Triangular numbers: n(n + 1)/2
1, 3, 6, 10, 15, 21, 28, 36 …
Square numbers: n²
1, 4, 9, 16, 25, 36
Pentagonal numbers: n(3 n - 1)/2
1, 5, 12, 22, 35, 51, 70 …
Lots of triangular squares (e.g. 36)
Lots of square pentagonals (e.g.9801, 94109401)
I conjecture there are no triangular square pentagonal numbers. Machine search out to around 10^16 puts a lower bound on such a number (and that took a LONG runtime). Can anyone give me a proof, though? I think this would need some quite deep mathematics and would actually be a significant result, if that's any incentive.
Figurate numbers: http://mathworld.wolfram.com/FigurateNumber.html
UPDATE: yes, I meant other than the trivial result of unity.
UPDATE 2: gianlino, thanks, last time I checked Mathworld that entry either wasn't their or I missed it.
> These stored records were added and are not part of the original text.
Issue #146, opened 2019-02-27
musig: multi-signer API


oleganza:
For multi-key/multi-party signing we need an API that handles both individual signatures (for `delegate`) and aggregated per-tx signature (`signtx`). 

1. Need to support arbitrarily nested levels of partial signing: at the tx level, at the multiple-parties-per-predicate level, and at arbitrary nested levels when one of the "parties" is themselves a multisig predicate.
2. For `signtx` we need to figure out how to verify or specify which inputs we are spending and which outputs we are expecting, in order to ensure that signing a specific txid is safe. Maybe we need to support "partial transaction execution" or something like this to make this as straightforward as possible.

Related issues: 
* Removing signing secrets from `Predicate::Key` witness: https://github.com/interstellar/slingshot/pull/142
* MuSig protocol implementation: #92.

PR #282, opened 2019-04-20
zkvm: integrate multi-message API

### LINKED ISSUE #176: musig: multi-message API for mitigating Russell's attack
### Background

See appendices A.2/A.3 in the [MuSig paper](https://eprint.iacr.org/2018/068.pdf).

### TL;DR

If you have two UTXOs using the same key, and you did not check ALL the utxos being using in the signed message, then your partial signature for one UTXO can be reused to also sign off inclusion of another UTXO.

### Solution for aggregation-by-verifier

The MuSig paper's appendix A.3 describes a solution:

1. The total signed message is formed with ordered pairs `(pubkey, item)` where `item` is a specific message signed by the given pubkey (e.g. a unique utxo id or contract id - see also #172).
2. Each party generates their own Fiat-Shamir challenge corresponding to their index. 
3. The per-party F-S challenges effectively cover the "delinearization" factor applied to each pubkey, so there is no need to apply it to pubkeys in prior steps.
4. The verifier needs to see each individual pubkey and individual message for this to work.

### Key aggregation by provers

In the cases when the verifier _does not_ see individual keys, that is, when they were compressed under n-of-n rule offline into a single predicate, each signer is supposed to be fully aware of a message they are signing.

This works fine in case of `delegate` (provided the contract's anchor is unique and covered by signature: #172).

For `signtx`, the signer must be "aware of" not just `txid`, but the specific pair of `(pubkey, item)` which is normally a `(predicate, utxo_id)`. They usually would ignore `txid` and only verify proofs of certain outputs to belong to the txid that they sign, since the txid itself and other signers' outputs are not relevant to the given signer.

### API

The multi-message API is inherently different from single-message API, since each key's delinearization factor is effectively an individual fiat-shamir challenge bound to the specific (key-submessage) pair.

This should be composable over the regular musig protocol for nested Multikeys via API for cumulative multiplicative adjustment factor (#236).

oleganza:
1. Merges `Output` type into `Contract` type, and stores precomputed `ContractID` within the contract.
2. Adds multi-message API from Musig to be used with `signtx` with the use of contract ID.
3. Adds contract ID to the transcript in `delegate` instruction.
4. Added `UnsignedTx` type returned by the zkvm::Prover. See also #146.
5. All tx-related types are placed into `tx.rs` module: TxHeader, UnsignedTx, Tx, VerifiedTx, TxID, TxEntry, TxLog.

Closes #176


token/src/token.rs
```diff
@@ -145,22 +143,34 @@ mod tests {
...
-            ))
-        })
+                }
+                None
+            })
+            .collect();
+
+        let mut signtx_transcript = Transcript::new(b"ZkVM.signtx");
+        signtx_transcript.commit_bytes(b"txid", &utx.txid.0);
+        let sig = Signature::sign_multi(
```
vickiniu: Will this `sign_multi` call also work if we have only one privkey, or do we need to call `sign_single` in that case?

cathieyun: sign_multi will still work with one privkey. It uses the "multimessage API" (A.3 / defends against russel's attack), which is different from the "single message API" (normal musig), so calling sign_multi and sign_single are not interchangeable. (the verification for the two protocols is different.

oleganza: Multi-message signature with 1 key-message pair is inherently different (domain-separated) from the single message signature. In case of `signtx` instruction, we need to use multi-message API even if there's only one input, to keep things consistent.

vickiniu: got it, that makes sense! thanks :)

It's a satisfactory answer, and it seems like the conjecture is correct.
3 Answers
- gianlinoLv 71 decade agoFavorite Answer
There is a list triangular pentagonals and it increases very fast.
http://mathworld.wolfram.com/PentagonalTriangularN...
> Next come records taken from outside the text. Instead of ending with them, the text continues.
PR #286, opened 2019-04-23
musig: update design doc

cathieyun:
Update the docs to match the code implementation


musig/README.md
```diff
@@ -464,3 +486,14 @@ Operation:
...
+
+### Changing challenge definition for Multikey case
+
+In order to have a consistent multi-party signer protocol between the Multikey and Multimessage cases, we changed the definition of the hash function `H_agg` in the Multikey case from `c_i = H_agg(<L>, X_i)` to `c_i = H_agg(<L>, i)`. This way, the `.challenge(...)` functions in the Multikey and Multimessage cases are dependent on the public key's index `i`, instead of the public key itself. The safety of the protocol is not changed, since the hash function `H_agg` also takes `<L>`, the encoding of the multiset of the the public keys, as an input, so the hash output is bound to a specific public key in the list both when it takes in `i` and `X_i`.
```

"1, 210, 40755, 7906276, 1533776805, ... (Sloane's A014979)."
The induction rule is N_k = 194 N_(k-1) - N_(k-2) + 16 with N_0 = 0 and N_1 = 1.
Similarly for triangular squares, the induction rule is
N_k = 34 N_(k-1) - N_(k-2) + 2 with N_0 = 0 and N_1 = 1.
To show that these 2 sequences don't intersect after 0 or 1 is hard. However according to
http://mathworld.wolfram.com/PentagonalSquareTrian...
this has been done.
- MathsorcererLv 71 decade ago
Yes, there is one triangular, square, pentagonal number--1.
Of course, that is the trivial result. I know you want a different one; I am looking into it at this time.